::: Data records :::

Issue #6322, opened 2024-11-16
Preview "Ask To Skip" - No Button


AbandonedCart:
**Describe The Bug**
Enabling "Ask To Skip" for "Preview Segments" doesn't enable a skip button

**Steps To Reproduce**

1. Generate a preview segment (dealer's choice)
2. Open the client settings
3. Select "Playback"
4. Scroll to "Preview Segments"
5. Enable "Ask To Skip"
6. Save
7. Play media file with know preview segment
8. Observe nothing happening during preview

**Expected Behavior**
A button similar to the intro and outro button to appear

**Logs**
No errors encountered.

**Screenshots**
![Image](https://github.com/user-attachments/assets/832bf1f0-b728-4270-849e-0e394981bc5d)

**System (please complete the following information):**
 - Platform: macOS / Windows / Android
 - Browser: Firefox / Jellyfin Media Player
 - Jellyfin Version: 10.10.1

**Additional Context**
Tested in Firefox on Mac, Windows, and Android. Tested in Jellyfin Media Player on Windows.
Enabling the "Skip" option appears to function normally.

viown:
This works as expected on my end in 10.10.1:

![Image](https://github.com/user-attachments/assets/ce47674d-1eaf-4947-9896-d315ec4ea1c9)

Have you confirmed the segment is within the expected range and is of type "Preview" (2)?

AbandonedCart:
> Have you confirmed the segment is within the expected range and is of type "Preview" (2)?

Yes

> Do you also see a "found Preview segment" log message in console?

Server? Browser? Can you be more specific?

AbandonedCart:
I did some messing around and realized the problem is that the labeling is convoluted.

In television, a recap typically recaps the season so far and a preview previews the upcoming episode.

In jellyfin, a preview is at the beginning (probably attributed to movie previews) and a recap is at the end (I don't have good logic for why anyone thought a show or movie recaps itself)

PR #6323, opened 2024-11-16
Indicate how overlapping prompt is handled

AbandonedCart:
Adds a note to inform the user that an overlapping segment prompt will be discarded in favor of the "Show next video info during playback" prompt.

**Changes**
Clarifies the action already taken to avoid any confusion, especially for anyone that stops or manually skips before seeing the delayed prompt and doesn't come to the realization themselves.

**Issues**
Fixes https://github.com/jellyfin/jellyfin-web/issues/6322 (by preventing similar confusion)


viown:
Maybe we should update the text in the up next dialog to properly indicate the segment.

AbandonedCart:
> Maybe we should update the text in the up next dialog to properly indicate the segment.

I'm not sure I understand the purpose of that.

AbandonedCart:
The wording may be confusing for some.

Other possible ways to word it may be:

- This dialog will replace ask to skip when displayed during a segment.
- Segments at the end of a video will only display this dialog.
- Some other version?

:::

In the entries above, restate word for word the lines between the one holding "Clarifies the action" and the one holding "I'm not sure", inclusive, and nothing besides.

Clarifies the action already taken to avoid any confusion, especially for anyone that stops or manually skips before seeing the delayed prompt and doesn't come to the realization themselves.

**Issues**
Fixes https://github.com/jellyfin/jellyfin-web/issues/6322 (by preventing similar confusion)


viown:
Maybe we should update the text in the up next dialog to properly indicate the segment.

AbandonedCart:
> Maybe we should update the text in the up next dialog to properly indicate the segment.

I'm not sure I understand the purpose of that.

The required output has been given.